* **EXERCISE DETAILS**
List all lines of the data that include the string "pull".

* **DATA SUPPLIED**

= Beginning of Section =

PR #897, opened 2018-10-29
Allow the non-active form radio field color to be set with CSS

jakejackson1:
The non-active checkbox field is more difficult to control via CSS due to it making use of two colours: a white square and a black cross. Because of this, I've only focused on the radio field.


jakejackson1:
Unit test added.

= End of Section =
= Beginning of Section =

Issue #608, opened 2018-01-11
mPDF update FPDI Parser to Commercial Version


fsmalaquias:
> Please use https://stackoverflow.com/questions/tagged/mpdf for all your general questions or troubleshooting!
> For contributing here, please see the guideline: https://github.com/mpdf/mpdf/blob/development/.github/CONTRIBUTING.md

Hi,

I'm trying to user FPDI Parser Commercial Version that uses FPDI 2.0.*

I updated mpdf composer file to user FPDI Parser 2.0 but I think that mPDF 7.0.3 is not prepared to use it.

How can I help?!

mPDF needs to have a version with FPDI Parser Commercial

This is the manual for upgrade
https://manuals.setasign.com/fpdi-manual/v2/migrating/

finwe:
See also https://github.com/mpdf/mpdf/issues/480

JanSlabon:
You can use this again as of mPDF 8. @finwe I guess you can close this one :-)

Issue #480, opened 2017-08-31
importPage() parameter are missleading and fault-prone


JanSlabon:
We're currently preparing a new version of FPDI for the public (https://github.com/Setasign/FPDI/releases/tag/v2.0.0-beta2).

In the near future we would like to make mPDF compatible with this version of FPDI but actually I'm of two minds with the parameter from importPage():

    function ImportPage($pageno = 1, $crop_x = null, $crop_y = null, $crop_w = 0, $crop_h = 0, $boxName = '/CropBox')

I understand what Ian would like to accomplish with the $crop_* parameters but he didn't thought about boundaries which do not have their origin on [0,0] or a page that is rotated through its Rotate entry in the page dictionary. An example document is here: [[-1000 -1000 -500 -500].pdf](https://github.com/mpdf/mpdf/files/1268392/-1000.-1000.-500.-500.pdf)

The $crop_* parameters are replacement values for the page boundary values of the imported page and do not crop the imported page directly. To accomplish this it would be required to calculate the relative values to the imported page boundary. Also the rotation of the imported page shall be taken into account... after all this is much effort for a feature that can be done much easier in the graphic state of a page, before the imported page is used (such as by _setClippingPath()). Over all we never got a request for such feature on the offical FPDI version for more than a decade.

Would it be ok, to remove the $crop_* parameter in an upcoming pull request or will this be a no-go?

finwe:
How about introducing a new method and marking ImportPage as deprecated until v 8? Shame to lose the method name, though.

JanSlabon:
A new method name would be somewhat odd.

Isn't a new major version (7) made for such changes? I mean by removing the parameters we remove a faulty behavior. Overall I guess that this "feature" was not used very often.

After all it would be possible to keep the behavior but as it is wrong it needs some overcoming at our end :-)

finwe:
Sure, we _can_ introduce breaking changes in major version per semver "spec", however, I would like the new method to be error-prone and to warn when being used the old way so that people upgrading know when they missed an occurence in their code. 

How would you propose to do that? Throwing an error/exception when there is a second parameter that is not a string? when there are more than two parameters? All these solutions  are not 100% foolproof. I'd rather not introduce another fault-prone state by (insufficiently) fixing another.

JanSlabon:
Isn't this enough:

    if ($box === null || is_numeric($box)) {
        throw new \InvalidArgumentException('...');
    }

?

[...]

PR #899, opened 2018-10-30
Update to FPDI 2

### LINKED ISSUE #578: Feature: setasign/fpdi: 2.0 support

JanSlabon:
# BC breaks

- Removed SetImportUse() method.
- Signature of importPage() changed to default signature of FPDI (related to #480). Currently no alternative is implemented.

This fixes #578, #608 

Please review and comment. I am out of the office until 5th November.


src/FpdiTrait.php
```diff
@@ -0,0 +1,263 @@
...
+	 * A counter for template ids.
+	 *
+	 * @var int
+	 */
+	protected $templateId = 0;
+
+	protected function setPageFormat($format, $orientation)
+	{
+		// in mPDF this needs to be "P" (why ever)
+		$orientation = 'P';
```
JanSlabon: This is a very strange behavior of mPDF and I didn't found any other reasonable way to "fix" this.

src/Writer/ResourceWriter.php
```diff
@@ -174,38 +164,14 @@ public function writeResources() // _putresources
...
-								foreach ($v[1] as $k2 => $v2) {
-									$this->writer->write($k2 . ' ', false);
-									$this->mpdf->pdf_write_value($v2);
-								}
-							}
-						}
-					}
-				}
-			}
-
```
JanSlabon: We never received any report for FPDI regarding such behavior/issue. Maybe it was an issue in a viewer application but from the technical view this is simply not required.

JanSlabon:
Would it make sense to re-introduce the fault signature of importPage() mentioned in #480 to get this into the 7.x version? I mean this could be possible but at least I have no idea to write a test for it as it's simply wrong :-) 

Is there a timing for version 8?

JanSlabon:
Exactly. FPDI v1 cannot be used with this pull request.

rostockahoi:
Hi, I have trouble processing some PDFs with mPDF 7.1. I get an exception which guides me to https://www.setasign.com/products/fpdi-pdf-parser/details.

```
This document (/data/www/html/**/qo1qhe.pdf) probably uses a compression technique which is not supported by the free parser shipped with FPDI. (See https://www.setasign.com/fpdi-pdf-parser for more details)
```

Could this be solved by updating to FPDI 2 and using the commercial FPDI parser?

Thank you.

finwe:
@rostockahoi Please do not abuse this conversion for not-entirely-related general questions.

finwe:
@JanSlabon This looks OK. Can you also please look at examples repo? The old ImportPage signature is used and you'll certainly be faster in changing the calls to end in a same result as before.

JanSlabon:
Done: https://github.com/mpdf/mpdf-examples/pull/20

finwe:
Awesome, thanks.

= End of Section =
= Beginning of Section =

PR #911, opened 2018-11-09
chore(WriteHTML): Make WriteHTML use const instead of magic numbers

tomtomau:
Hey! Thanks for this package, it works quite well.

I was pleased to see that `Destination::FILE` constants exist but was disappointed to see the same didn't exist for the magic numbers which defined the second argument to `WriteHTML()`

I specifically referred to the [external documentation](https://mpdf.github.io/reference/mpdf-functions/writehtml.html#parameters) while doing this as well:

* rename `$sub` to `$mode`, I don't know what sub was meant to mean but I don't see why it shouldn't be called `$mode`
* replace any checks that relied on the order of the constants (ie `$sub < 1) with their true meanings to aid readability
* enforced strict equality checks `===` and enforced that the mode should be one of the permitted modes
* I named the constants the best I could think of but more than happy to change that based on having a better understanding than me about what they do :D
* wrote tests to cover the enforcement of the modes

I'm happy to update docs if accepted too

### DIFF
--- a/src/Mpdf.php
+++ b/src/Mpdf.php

= End of Section =

* **EXPECTED OUTPUT**
Would it be ok, to remove the $crop_* parameter in an upcoming pull request or will this be a no-go?
Exactly. FPDI v1 cannot be used with this pull request.
Done: https://github.com/mpdf/mpdf-examples/pull/20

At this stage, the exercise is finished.